Since the 18th of March 2020, all non-essential shops in Germany have been closed owing to the current Covid-19 crisis. Like everywhere else in the world, this affects small shops in particular and even though many offer click & collect or delivery services for their products, the danger of the vast majority of customers simply buying from one of the online giants is incredibly high. Small shops (with less than 800 m3 of shop floor) and all bookshops are now due to reopen from today, but they will have to operate under strict hygiene rules and the expected footfall will remain low.
To inform the consumers about their options and ways to support local shops, the German bookshop chains Thalia Mayersche and Osiander teamed up and started the initiative www.shopdaheim.de (which translates into “shop at home”) about 10 days after the closures. Initially, it was a database of about 1,000 bookshops – you are able to search by postcode or place name and see all the local shops that offer some kind of delivery or collection service locally. Within 2 weeks, nearly all of the 3,000 bookshops in the country joined and now – after 4 weeks – 10,000 shops in 41 industries are listed. The site experiences more than 100,000 views a day (at peak times up to half a million) and has become such a success that recently the Austrian equivalent www.shopdaheim.at was launched.

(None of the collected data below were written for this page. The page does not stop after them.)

PR #29, opened 2019-08-11
Feature/add language input to documents

kowal:
#### Summary

Add language input/label to
- document show page
- documents index page
- document form (in the litigation context)

Languages are taken from https://github.com/scsmith/language_list.

Zrzut ekranu 2019-08-11 o 17 37 21

Zrzut ekranu 2019-08-12 o 14 58 18

### DIFF
--- a/app/decorators/litigation_decorator.rb
+++ b/app/decorators/litigation_decorator.rb
@@ -21,10 +21,10 @@ class LitigationDecorator < Draper::Decorator
     return [] if model.documents.empty?
 
     model.documents.map do |document|
-      language = LanguageList::LanguageInfo.find(document.language).name
-      link_text = "#{document.name} (language: #{language}, #{document.external? ? 'external' : 'uploaded'})"
-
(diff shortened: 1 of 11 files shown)


app/decorators/litigation_decorator.rb
```diff
@@ -21,7 +21,10 @@ def document_links
     return [] if model.documents.empty?
 
     model.documents.map do |document|
-      h.link_to document.name, document.url, target: '_blank'
+      h.link_to document.name,
+                document.url,
+                target: '_blank',
+                title: document.external? ? document.url : nil
```
tsubik: not sure why the title should be `document.url` here and not always `document.name`

kowal: I guess it could be handy for users to see where those external links are pointing.

kowal:
> I think you can add `language` to factory too

it was already there, but I'll add comment on what format to use

app/decorators/litigation_decorator.rb
tsubik: ahh, ok

PR #30, opened 2019-08-12
add cancel button on Litigation form

kowal:
Zrzut ekranu 2019-08-12 o 15 52 55

### DIFF
--- a/app/views/admin/litigations/_form.html.erb
+++ b/app/views/admin/litigations/_form.html.erb
@@ -41,5 +41,8 @@
     </div>
   </div>
 
-  <%= f.actions %>
+  <%= f.actions do %>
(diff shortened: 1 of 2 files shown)


app/views/admin/litigations/_form.html.erb
```diff
@@ -41,5 +41,8 @@
     </div>
   </div>
 
-  <%= f.actions %>
+  <%= f.actions do %>
```
tsubik: so this is weird, arbre `f.actions` when in creating form in controller directly has different output than in custom forms.

kowal: Yep, I was trying to find an upstream issue, no luck. Maybe I'll file a bug later on.

PR #31, opened 2019-08-12
Feature/enable multiple isins

simaob:
This small PR allows the input of multiple isin codes for the same company.

- render as strings;
- using a tags input to manage them;
- updating the importer to allow saving multiple isins, matching the import on the company name.

### DIFF
--- a/app/models/company.rb
+++ b/app/models/company.rb
@@ -48,8 +48,4 @@ class Company < ApplicationRecord
   def to_s
     name
   end
-
-  def isin_string
-    isin.split(',')
-  end
 end
--- a/app/models/company.rb
+++ b/app/models/company.rb
@@ -48,4 +48,8 @@ class Company < ApplicationRecord
   def to_s
     name
   end
+
+  def isin_string
+    isin.split(',')
+  end
 end
--- a/app/services/import/companies.rb
+++ b/app/services/import/companies.rb
@@ -19,8 +19,11 @@ module Import
       import_each_with_logging(csv, FILEPATH) do |row|
         company = Company.find_or_initialize_by(name: row[:company_name])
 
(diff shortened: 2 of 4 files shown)


app/services/import/companies.rb
```diff
@@ -17,7 +17,14 @@ def call
 
     def import
       import_each_with_logging(csv, FILEPATH) do |row|
-        company = Company.find_or_initialize_by(isin: row[:isin])
+        company = Company.find_or_initialize_by(name: row[:company_name])
+
+        company.isin = if company.isin.present?
```
kowal: couldn't this be moved to `company_attributes` method?

simaob: probably so.  I kept it here, but it doesn't make so much sense now. I'll move it.

app/models/company.rb
```diff
@@ -48,4 +48,8 @@ def latest_assessment
   def to_s
     name
   end
+
+  def isin_string
```
kowal: I think this belongs to `CompanyDecorator` which needs to be created :)

kowal: also, this name is a bit confusing - this returns an array.

app/services/import/companies.rb
simaob: hmmm, actually, I would need to pass the current isin to that method if I were to manage this there. Currently the `company_attributes` is not aware of the record being updated. So not sure if that's worth it.

app/models/company.rb
simaob: you're right! I've moved the method to a new decorator, and I've renamed it to `isin_as_tags`. 🙇

kowal: 👍

PR #32, opened 2019-08-13
Feature/add documents to legislations

kowal:
#### Summary
- update model relations
- update controller to allow saving documents within legislations
- update controller specs to check if all data was properly saved (legislations, litigations)
- update importer to create documents from `source_text_links` column

UI form changes will be in another PR.

after `be rake import:legislation`:
Zrzut ekranu 2019-08-14 o 13 20 38

### DIFF
--- a/app/models/document.rb
+++ b/app/models/document.rb
@@ -31,6 +31,8 @@ class Document < ApplicationRecord
 
   validates_presence_of :name, :type
 
+  scope :from_documentable, ->(documentable) { where(documentable_type: documentable) }
+
   def url
     return file_url if uploaded?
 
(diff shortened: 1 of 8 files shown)


app/models/document.rb
```diff
@@ -31,16 +31,14 @@ class Document < ApplicationRecord
...
 
+  scope :from_documentable, ->(documentable) { where(documentable_type: documentable) }
+
   def url
     return file_url if uploaded?
 
     external_url
   end
 
-  def external?
```
kowal: this was redundant

app/models/document.rb
```diff
@@ -50,6 +48,6 @@ def file_url
   end
 
   def set_last_verified_on
-    self.last_verified_on = Time.zone.now.to_date
+    self.last_verified_on ||= Time.zone.now.to_date
```
kowal: importer needs to set custom verification date

PR #34, opened 2019-08-18
add document upload to UI for legislations

tsubik:
There are some problems with using both `arbre` and `erb` templates like something is not rendering or rendering twice. Maybe we should stick with erb in most cases, just need to find a better alternative for styling columns, for now I used `Arbre::Context` and column component.


app/views/admin/legislations/_form.html.erb
```diff
@@ -0,0 +1,49 @@
...
+
+    <div class="tab-content">
+      <div id="details">
+        <%= f.inputs do %>
+          <%= f.input :title %>
+          <%= f.input :description, as: :trix %>
+          <%= f.input :document_type_ids, label: 'Document', as: :tags, collection: DocumentType.all %>
+          <%=
+            Arbre::Context.new do
+              columns do
```
kowal: @tsubik So I've added column layout here without specific requirement, I thought the form will be more compact and easy to scan this way. I guess we can drop columns from here for now until we get more specific details about form UI guidelines.

app/decorators/legislation_decorator.rb
```diff
@@ -25,4 +29,15 @@ def litigations_links
                 title: litigation.title
     end
   end
+
+  def document_links
```
kowal: we could extract this to `Decorators::FromDocuments` to share common `Document` - related presentation logic.

PR #35, opened 2019-08-20
Fix selected list positioning bug

tsubik:
Pasted Image at 2019_08_20_11_01 pm


kowal:
For reference - this was fixed in select 4.0.9  in `Fix dropdown positioning when displayed above with messages (#5592))`, however rails wrapper is still on version 4.0.3 :(. We could create our own fork of `select2-rails` with 4.0.9 bundled and use it. Since it can break other things let's consider it as a separate technical task.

The site still has its main focus on bookshops, but includes shops that sell confectionary, cosmetics, baby products, flowers, perfumes, fashion, sports and more. Several chains (Intersport, DHL, Douglas perfumes, the drug store chain DM and Blume2000, a flower shop chain) are contributing to the marketing and PR of the site whilst the original founders have invested a 6-digit Euro sum into the site. Currently, the listing of a shop is free of charge, but it might be possible that the display of a shop logo or inclusion into marketing campaigns will become chargeable in future – the owners are planning to keep the platform running; after all, local shops having a shared platform to encourage consumers to shop locally is a good idea at the best of times.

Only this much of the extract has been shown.